Would you restate all the data that follows, word for word?
SOURCE MATERIAL Start Marker
PR #5552, opened 2020-07-28
Expand properties in SdkReference on evaluation

### LINKED ISSUE #5349: MSBuild SDKs version property is not expanded

andrew-boyarshin:
Fix #5349.

Unlike #5378 (which didn't fix #5349 but introduced a lot of refactorings around `SdkReference`), this doesn't do anything but implement the fix for #5349. #5378 is absolutely separate from this PR and the feature request #5349 in question.

I emphasize the simplicity of adding this feature, and the flexibility it provides.

### DIFF
--- a/src/Build.UnitTests/Evaluation/ProjectSdkImplicitImport_Tests.cs
+++ b/src/Build.UnitTests/Evaluation/ProjectSdkImplicitImport_Tests.cs
@@ -75,6 +75,7 @@ namespace Microsoft.Build.UnitTests.OM.Construction
         private const string SdkNameProperty = "$(" + SdkNamePropertyName + ")";
         private const string SdkVersionPropertyName = "MyTestSdkVersion";
         private const string SdkVersionProperty = "$(" + SdkVersionPropertyName + ")";
+        private const string SdkExpectedVersion = "42.42.42-local";
 
         public ProjectSdkImplicitImport_Tests()
         {
@@ -540,16 +541,81 @@ namespace Microsoft.Build.UnitTests.OM.Construction
         }
 
         [Theory]
-        [InlineData(ProjectTemplateSdkAsAttributeWithVersion, SdkName, MockExpandedSdkResolver.ExpectedVersion, false)]
-        [InlineData(ProjectTemplateSdkAsAttributeWithVersion, SdkName, SdkVersionProperty, true)]
-        [InlineData(ProjectTemplateSdkAsAttributeWithVersion, SdkNameProperty, SdkVersionProperty, true)]
-        [InlineData(ProjectTemplateSdkAsElementWithVersion, SdkName, MockExpandedSdkResolver.ExpectedVersion, false)]
+        [InlineData(ProjectTemplateSdkAsAttributeWithVersion, SdkName, SdkExpectedVersion, false)]
+        [InlineData(ProjectTemplateSdkAsAttributeWithVersion, SdkName, SdkVersionProperty, false)]
+        [InlineData(ProjectTemplateSdkAsAttributeWithVersion, SdkNameProperty, SdkVersionProperty, false)]
+        [InlineData(ProjectTemplateSdkAsElementWithVersion, SdkName, SdkExpectedVersion, true)]
         [InlineData(ProjectTemplateSdkAsElementWithVersion, SdkName, SdkVersionProperty, true)]
         [InlineData(ProjectTemplateSdkAsElementWithVersion, SdkNameProperty, SdkVersionProperty, true)]
-        [InlineData(ProjectTemplateSdkAsExplicitImportWithVersion, SdkName, MockExpandedSdkResolver.ExpectedVersion, false)]
+        [InlineData(ProjectTemplateSdkAsExplicitImportWithVersion, SdkName, SdkExpectedVersion, true)]
         [InlineData(ProjectTemplateSdkAsExplicitImportWithVersion, SdkName, SdkVersionProperty, true)]
         [InlineData(ProjectTemplateSdkAsExplicitImportWithVersion, SdkNameProperty, SdkVersionProperty, true)]
-        public void SdkPropertiesAreExpandedBeforeResolution(string projectTemplate, string sdkName, string sdkVersion, bool shouldLog4264)
+        public void SdkPropertiesAreExpandedBeforeResolution(string projectTemplate, string sdkName, string sdkVersion,
+            bool minimumVersionIsNonNull)
+        {
+            using var xmlReader = PrepareForSdkPropertiesAreExpandedTests(projectTemplate, sdkName, sdkVersion,
+                out var projectOptions);
+
+            var project = Project.FromXmlReader(xmlReader, projectOptions);
+
+            var expectedSdkPath = Path.GetDirectoryName(_sdkPropsPath);
+
+            // self-consistency check
+            expectedSdkPath.ShouldBe(Path.GetDirectoryName(_sdkTargetsPath));
+
+            var minimumVersion = minimumVersionIsNonNull ? string.Empty : null;
+            var expectedSdkReferenceRaw = new SdkReference(sdkName, sdkVersion, minimumVersion);
+            var expectedSdkReference = new SdkReference(SdkName, SdkExpectedVersion, minimumVersion);
+
+            project.Imports.Count.ShouldBe(2);
+
+            foreach (var import in project.Imports)
+            {
+                import.ImportingElement.SdkReference.ShouldBe(expectedSdkReferenceRaw);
SOURCE MATERIAL End Marker
• [OUTPUT]
PR #5552, opened 2020-07-28
Expand properties in SdkReference on evaluation

### LINKED ISSUE #5349: MSBuild SDKs version property is not expanded

andrew-boyarshin:
Fix #5349.

Unlike #5378 (which didn't fix #5349 but introduced a lot of refactorings around `SdkReference`), this doesn't do anything but implement the fix for #5349. #5378 is absolutely separate from this PR and the feature request #5349 in question.

I emphasize the simplicity of adding this feature, and the flexibility it provides.

### DIFF
--- a/src/Build.UnitTests/Evaluation/ProjectSdkImplicitImport_Tests.cs
+++ b/src/Build.UnitTests/Evaluation/ProjectSdkImplicitImport_Tests.cs
@@ -75,6 +75,7 @@ namespace Microsoft.Build.UnitTests.OM.Construction
         private const string SdkNameProperty = "$(" + SdkNamePropertyName + ")";
         private const string SdkVersionPropertyName = "MyTestSdkVersion";
         private const string SdkVersionProperty = "$(" + SdkVersionPropertyName + ")";
+        private const string SdkExpectedVersion = "42.42.42-local";
 
         public ProjectSdkImplicitImport_Tests()
         {
@@ -540,16 +541,81 @@ namespace Microsoft.Build.UnitTests.OM.Construction
         }
 
         [Theory]
-        [InlineData(ProjectTemplateSdkAsAttributeWithVersion, SdkName, MockExpandedSdkResolver.ExpectedVersion, false)]
-        [InlineData(ProjectTemplateSdkAsAttributeWithVersion, SdkName, SdkVersionProperty, true)]
-        [InlineData(ProjectTemplateSdkAsAttributeWithVersion, SdkNameProperty, SdkVersionProperty, true)]
-        [InlineData(ProjectTemplateSdkAsElementWithVersion, SdkName, MockExpandedSdkResolver.ExpectedVersion, false)]
+        [InlineData(ProjectTemplateSdkAsAttributeWithVersion, SdkName, SdkExpectedVersion, false)]
+        [InlineData(ProjectTemplateSdkAsAttributeWithVersion, SdkName, SdkVersionProperty, false)]
+        [InlineData(ProjectTemplateSdkAsAttributeWithVersion, SdkNameProperty, SdkVersionProperty, false)]
+        [InlineData(ProjectTemplateSdkAsElementWithVersion, SdkName, SdkExpectedVersion, true)]
         [InlineData(ProjectTemplateSdkAsElementWithVersion, SdkName, SdkVersionProperty, true)]
         [InlineData(ProjectTemplateSdkAsElementWithVersion, SdkNameProperty, SdkVersionProperty, true)]
-        [InlineData(ProjectTemplateSdkAsExplicitImportWithVersion, SdkName, MockExpandedSdkResolver.ExpectedVersion, false)]
+        [InlineData(ProjectTemplateSdkAsExplicitImportWithVersion, SdkName, SdkExpectedVersion, true)]
         [InlineData(ProjectTemplateSdkAsExplicitImportWithVersion, SdkName, SdkVersionProperty, true)]
         [InlineData(ProjectTemplateSdkAsExplicitImportWithVersion, SdkNameProperty, SdkVersionProperty, true)]
-        public void SdkPropertiesAreExpandedBeforeResolution(string projectTemplate, string sdkName, string sdkVersion, bool shouldLog4264)
+        public void SdkPropertiesAreExpandedBeforeResolution(string projectTemplate, string sdkName, string sdkVersion,
+            bool minimumVersionIsNonNull)
+        {
+            using var xmlReader = PrepareForSdkPropertiesAreExpandedTests(projectTemplate, sdkName, sdkVersion,
+                out var projectOptions);
+
+            var project = Project.FromXmlReader(xmlReader, projectOptions);
+
+            var expectedSdkPath = Path.GetDirectoryName(_sdkPropsPath);
+
+            // self-consistency check
+            expectedSdkPath.ShouldBe(Path.GetDirectoryName(_sdkTargetsPath));
+
+            var minimumVersion = minimumVersionIsNonNull ? string.Empty : null;
+            var expectedSdkReferenceRaw = new SdkReference(sdkName, sdkVersion, minimumVersion);
+            var expectedSdkReference = new SdkReference(SdkName, SdkExpectedVersion, minimumVersion);
+
+            project.Imports.Count.ShouldBe(2);
+
+            foreach (var import in project.Imports)
+            {
+                import.ImportingElement.SdkReference.ShouldBe(expectedSdkReferenceRaw);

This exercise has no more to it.